I remember attending an ML presentation where the speaker shared a quote I can't find anymore (speaking of memory and generalization :)), which said something like: "To learn is to forget"

If we memorized everything perfectly, we would not learn anything: instead of remembering the concept of a "chair", you would remember thousands of separate instances of things you've seen that have a certain combination of colors and shapes etc

It's the fact that we forget certain details (small differences between all these chairs) that makes us learn what a "chair" is.

Likewise, if you remembered every single word in a book, you would not understand its meaning; understanding its meaning = being able to "summarize" (compress) this long list of words into something more essential: storyline, characters, feelings, etc.

5 comments

There’s a story by Jorge Luis Borges called “Funes the Memorious” about a man who remembers everything, but can’t generalize. There’s a line about him not knowing if a dog on the square glimpsed at noon from the side is the same dog as the one seen from the back at 12:01 or something like that. Swirls of smoke from a cigarette are memorized forever. He mostly sits in a dark room.
Thank you for reminding me of this story. He is my favorite author.
Long ago, I was introduced to the theory of Mappers and Packers[1], which are polar opposites in the ways that people can learn things. Mappers (like me) have a mental model of the universe which represents facts and knowledge as puzzle pieces that have to fit together into a coherent whole. Any inconsistencies in the fit between those pieces drive us nuts. When we encounter a new set of facts, we have a background process that tries to make them fit. Then all the new connections arise over time as we realize new ways we can combine old facts.

On the other extreme, are packers. They have optimized for packing facts in bulk, with little regard for how they fit together. If you give this type of person a set of instructions that require a wider knowledge of how things fit, they will get lost, frustrated, and/or need support. If you anticipate this, and spend a bit extra time to show how to handle all of the possible contingencies, (and give them a document of this) they're good, and will be quite happy with your support.

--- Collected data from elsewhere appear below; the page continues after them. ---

PR #13149, opened 2026-05-12
vfs: skip write tracking for special files on open

### LINKED ISSUE #13148: Writing to /dev/null fails with EROFS on a read-only bind mount
### Description

Under `runsc`, opening `/dev/null` (or any character device, FIFO, or socket) for writing fails with `EROFS` when the mount is read-only. On Linux that open succeeds, and this is intentional I believe since read-only is meant to protect filesystem state, but writing to `/dev/null` doesn't touch any filesystem state. The bytes go to the kernel driver instead of a block on disk. Same thing for FIFOs (bytes go to a pipe buffer in memory) and sockets (bytes go over the network). The inode isn't modified so there are no metadata changes.

Linux makes this explicit in [`do_dentry_open`](https://github.com/torvalds/linux/blob/c21b90f77687075115d989e53a8ec5e2bb427ab1/fs/open.c#L907), which gates the write-access setup on `!special_file(inode->i_mode)` and only then calls [`file_get_write_access`](https://github.com/torvalds/linux/blob/c21b90f77687075115d989e53a8ec5e2bb427ab1/fs/open.c#L861), the helper that does both the inode-level `get_write_access` and the mount-level `mnt_get_write_access`. gVisor's `pkg/sentry/vfs/file_description.go:Init` runs the equivalent `mnt.CheckBeginWrite()` for any writable open, so it returns `EROFS` before ever reaching the inode. Writes to a regular file on the same RO mount still correctly fail with `EROFS`, because those would mutate filesystem state and its only the special-file case is wrong.

I noticed this with `buildah`, which bind-mounts `/dev` into the build root and remounts it read-only before running the build steps, so every `RUN` step that writes to `/dev/null` (shell redirection, anything that opens it `O_WRONLY`) fails. Same applies to `podman build` since it uses buildah underneath. I think this behavior isn't buildah-specific though, it's any tool that does `mount --bind /dev /dev; mount -o remount,bind,ro /dev /dev` and then writes to a device node, which is a normal hardening pattern when you want `/dev` visible-but-immutable.

The same divergence applies to `/dev/zero`, `/dev/full`, `/dev/random`, `/dev/urandom`, `/dev/tty`, `/dev/ptmx`, `/dev/fuse`, `/dev/net/tun`, the nvproxy/tpuproxy character devices, and any FIFO living on a read-only mount IIUC.

### Steps to reproduce

The smallest repro, with `/dev/null`:

```
docker run --rm --runtime=runsc --privileged debian:stable bash -c '
  mkdir /mnt/dev &&
  mount --bind /dev /mnt/dev &&
  mount -o remount,bind,ro /dev /mnt/dev &&
  echo hello > /mnt/dev/null && echo OK || echo FAIL_$?'
```

Expected (and what `runc` does): `OK`
Actual under `runsc`: `bash: /mnt/dev/null: Read-only file system` then `FAIL_1`

Same thing with a FIFO, to show it's not just `/dev`:

```
docker run --rm --runtime=runsc --privileged debian:stable bash -c '
  mkdir /tmp/src /tmp/bind &&
  mkfifo /tmp/src/f &&
  mount --bind /tmp/src /tmp/bind &&
  mount -o remount,bind,ro /tmp/src /tmp/bind &&
  (cat /tmp/bind/f &) ;
  echo hello > /tmp/bind/f && echo OK || echo FAIL_$?'
```

Expected: `OK`. Actual under `runsc`: `FAIL_1` with `EROFS`.

### runsc version

```shell
runsc version release-20260427.0
spec: 1.1.0-rc.1
```

```shell
 Version:           29.4.2
 API version:       1.54
 Go version:        go1.26.2
 Git commit:        055a478
 Built:             Fri May  1 10:24:47 2026
 OS/Arch:           linux/arm64

 Engine:
  Version:          29.4.2
  API version:      1.54 (minimum version 1.40)
  Go version:       go1.26.2
  Git commit:       d329809
  Built:            Fri May  1 10:24:47 2026
  OS/Arch:          linux/arm64
 containerd:
  Version:          v2.2.1
 runc:
  Version:          1.4.0
```

### uname

Linux lima-gvisor-repro 6.8.0-106-generic #106-Ubuntu SMP PREEMPT_DYNAMIC Fri Mar  6 07:44:40 UTC 2026 aarch64 aarch64 aarch64 GNU/Linux

```shell

```

_No response_

```shell

```

shayonj:
Linux skips the mount-level write check when opening a character device, block device, FIFO, or socket, so write-opening /dev/null on a read-only bind mount succeeds. gVisor was running that check unconditionally and returning EROFS, which breaks buildah's mount-bind-then-RO-remount hardening pattern when used under runsc.

This adds an `IsSpecialFile` option on `FileDescription`, paired across the open and close paths so the writer counter stays balanced, and set it on every open path that backs a special-file inode. The socket and host-imported FDs live on internal disconnected mounts that are never remounted RO, so flagging them is a no-op today and exists for parity with the kernel's predicate.

Fixes: https://github.com/google/gvisor/issues/13148

### DIFF
--- a/pkg/sentry/fsimpl/devpts/master.go
+++ b/pkg/sentry/fsimpl/devpts/master.go
@@ -65,7 +65,9 @@ func (mi *masterInode) Open(ctx context.Context, rp *vfs.ResolvingPath, d *kernf
 		t:     t,
 	}
 	fd.LockFD.Init(&mi.locks)
-	if err := fd.vfsfd.Init(fd, opts.Flags, rp.Credentials(), rp.Mount(), d.VFSDentry(), &vfs.FileDescriptionOptions{}); err != nil {
+	if err := fd.vfsfd.Init(fd, opts.Flags, rp.Credentials(), rp.Mount(), d.VFSDentry(), &vfs.FileDescriptionOptions{
+		SpecialFile: true,
+	}); err != nil {
 		return nil, err
 	}
 	return &fd.vfsfd, nil
--- a/pkg/sentry/fsimpl/devpts/terminal.go
+++ b/pkg/sentry/fsimpl/devpts/terminal.go
@@ -64,7 +64,9 @@ func (t *Terminal) OpenTTY(ctx context.Context, mnt *vfs.Mount, vfsd *vfs.Dentry
 		inode: ri,
 	}
 	fd.LockFD.Init(&ri.locks)
-	if err := fd.vfsfd.Init(fd, opts.Flags, tsk.Credentials(), mnt, vfsd, &vfs.FileDescriptionOptions{}); err != nil {
+	if err := fd.vfsfd.Init(fd, opts.Flags, tsk.Credentials(), mnt, vfsd, &vfs.FileDescriptionOptions{
+		SpecialFile: true,
+	}); err != nil {
 		return nil, err
 	}
 	if opts.Flags&linux.O_NOCTTY == 0 {
--- a/pkg/sentry/fsimpl/host/host.go
+++ b/pkg/sentry/fsimpl/host/host.go
@@ -724,7 +724,9 @@ func (i *inode) open(ctx context.Context, d *kernfs.Dentry, mnt *vfs.Mount, file
 		fd := &fileDescription{inode: i}
 		fd.LockFD.Init(&i.locks)
 		vfsfd := &fd.vfsfd
-		if err := vfsfd.Init(fd, flags, auth.CredentialsFromContext(ctx), mnt, d.VFSDentry(), &vfs.FileDescriptionOptions{}); err != nil {
+		if err := vfsfd.Init(fd, flags, auth.CredentialsFromContext(ctx), mnt, d.VFSDentry(), &vfs.FileDescriptionOptions{
+			SpecialFile: linux.FileMode(fileType).IsSpecialFile(),
+		}); err != nil {
 			return nil, err
 		}
 		return vfsfd, nil
@@ -747,7 +749,9 @@ func (i *inode) OpenTTY(ctx context.Context, mnt *vfs.Mount, d *vfs.Dentry, opts
 	}
 	fd.LockFD.Init(&i.locks)
 	vfsfd := &fd.vfsfd
-	if err := vfsfd.Init(fd, flags, auth.CredentialsFromContext(ctx), mnt, d, &vfs.FileDescriptionOptions{}); err != nil {
+	if err := vfsfd.Init(fd, flags, auth.CredentialsFromContext(ctx), mnt, d, &vfs.FileDescriptionOptions{
+		SpecialFile: true,
+	}); err != nil {
 		return nil, err
 	}
 	return vfsfd, nil
--- a/pkg/sentry/fsimpl/overlay/filesystem.go
+++ b/pkg/sentry/fsimpl/overlay/filesystem.go
@@ -896,7 +896,7 @@ func (d *dentry) ensureOpenableLocked(ctx context.Context, rp *vfs.ResolvingPath
 		return nil
 	}
 
-	if !ats.MayWrite() {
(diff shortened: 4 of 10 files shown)


shayonj:
👋🏾 @nixprime - curious if you had any feedback 🙏🏾

ayushr2 (approved):
Thanks for the fix!

ayushr2:
Need a Googler to pull this in.

milantracy (approved):

cobrien-tines (approved):
edit: :)

milantracy:
there are some test failures at https://buildkite.com/gvisor/pipeline/builds/44757

do you want to take a look?

shayonj:
thank you! just pushed the fix

milantracy (approved):

milantracy:
@shayonj 

I made a tiny patch to your PR that fixes some test failure i see internally
i will merge the change at https://github.com/google/gvisor/pull/13996

you can see the diff as follows, 

* pkg/sentry/fsimpl/overlay/filesystem.go 
```
@@ -896,7 +896,13 @@ func (d *dentry) ensureOpenableLocked(ct
                return nil
        }
 
-       if !ats.MayWrite() || linux.FileMode(d.mode.Load()).IsSpecialFile() {
+       if !ats.MayWrite() {
+               return nil
+       }
+       if !d.upperVD.Ok() && !d.canBeCopiedUp() {
+               return linuxerr.EPERM
+       }
+       if linux.FileMode(d.mode.Load()).IsSpecialFile() {
                return nil
        }
```

* test/syscalls/linux/mount.cc
```
 TEST(MountTest, ReadOnlyBindMountAllowsWriteOpenOfCharDevice) {
   SKIP_IF(!ASSERT_NO_ERRNO_AND_VALUE(HaveCapability(CAP_SYS_ADMIN)));

-  auto const bindDir = ASSERT_NO_ERRNO_AND_VALUE(TempPath::CreateDir());
-  auto const mnt = ASSERT_NO_ERRNO_AND_VALUE(
-      Mount("/dev", bindDir.path(), "", MS_BIND, "", 0));
-  ASSERT_THAT(mount("/dev", bindDir.path().c_str(), nullptr,
-                    MS_BIND | MS_REMOUNT | MS_RDONLY, nullptr),
-              SyscallSucceeds());
-
-  std::string const nullPath = JoinPath(bindDir.path(), "null");
+  auto const dir = ASSERT_NO_ERRNO_AND_VALUE(TempPath::CreateDir());
+  std::string const nullPath = JoinPath(dir.path(), "null");
+  FileDescriptor create_fd =
+      ASSERT_NO_ERRNO_AND_VALUE(Open(nullPath, O_CREAT | O_RDWR, 0666));
+  create_fd.reset();
+
+  auto const mnt = ASSERT_NO_ERRNO_AND_VALUE(
+      Mount("/dev/null", nullPath, "", MS_BIND, "", 0));
+  ASSERT_THAT(mount("/dev/null", nullPath.c_str(), nullptr,
+                    MS_BIND | MS_REMOUNT | MS_RDONLY, nullptr),
+              SyscallSucceeds());

   FileDescriptor wfd = ASSERT_NO_ERRNO_AND_VALUE(Open(nullPath, O_WRONLY));
   char msg[] = "hello";
   EXPECT_THAT(write(wfd.get(), msg, sizeof(msg)),
               SyscallSucceedsWithValue(sizeof(msg)));
```

shayonj:
Thanks for catching this. I missed that my special file shortcut bypassed the existing check for lower layer files that aren't be copied up. For future - do you know why it didn't fail in the CI on this branch?

milantracy:
the CI on buildkite doens't have any test coverage for the edge cases.

I created https://github.com/google/gvisor/issues/13998, PRs are welcome if you are interesetd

I think that mappers take more time figuring out the model, compressing the facts to save space, and increase applicability in general.

[1] https://wiki.c2.com/?MappersVsPackers

> but that's exactly what OP said, no?

Not precisely. We don’t know if verbatim capacity is limited (and it doesn’t seem to be) but the brain operates in a space-efficient manner all the same. So there isn’t necessarily a causative relationship between “memory capacity” and “means of storage”.

> Likewise, if you remembered every single word in a book, you would not understand its meaning

I understand your meaning but I want to clarify for the sake of the discussion that unlike with ML, the human brain can both memorize verbatim and understand the meaning because there is no mechanism for memorizing something but not processing it (i.e. purely storage). The first pass(es) are stripped to their essentials but subsequent passes provide the ability to memorize the same input.

We know for certain it is limited. Do brains not adhere to physics?
They only live 100 years and the write rate is only so high.
> verbatim capacity is limited

I am but a simple physicist and I can already tell you it is.

I mean in terms of our ability to reach those limits, naturally.
Compression = Intelligence

http://prize.hutter1.net/

Nope, more specifically:

Lossy compression = Intelligence

That's where the Hutter Prize falls down, it's based on lossless compression, which is nothing like how the brain works.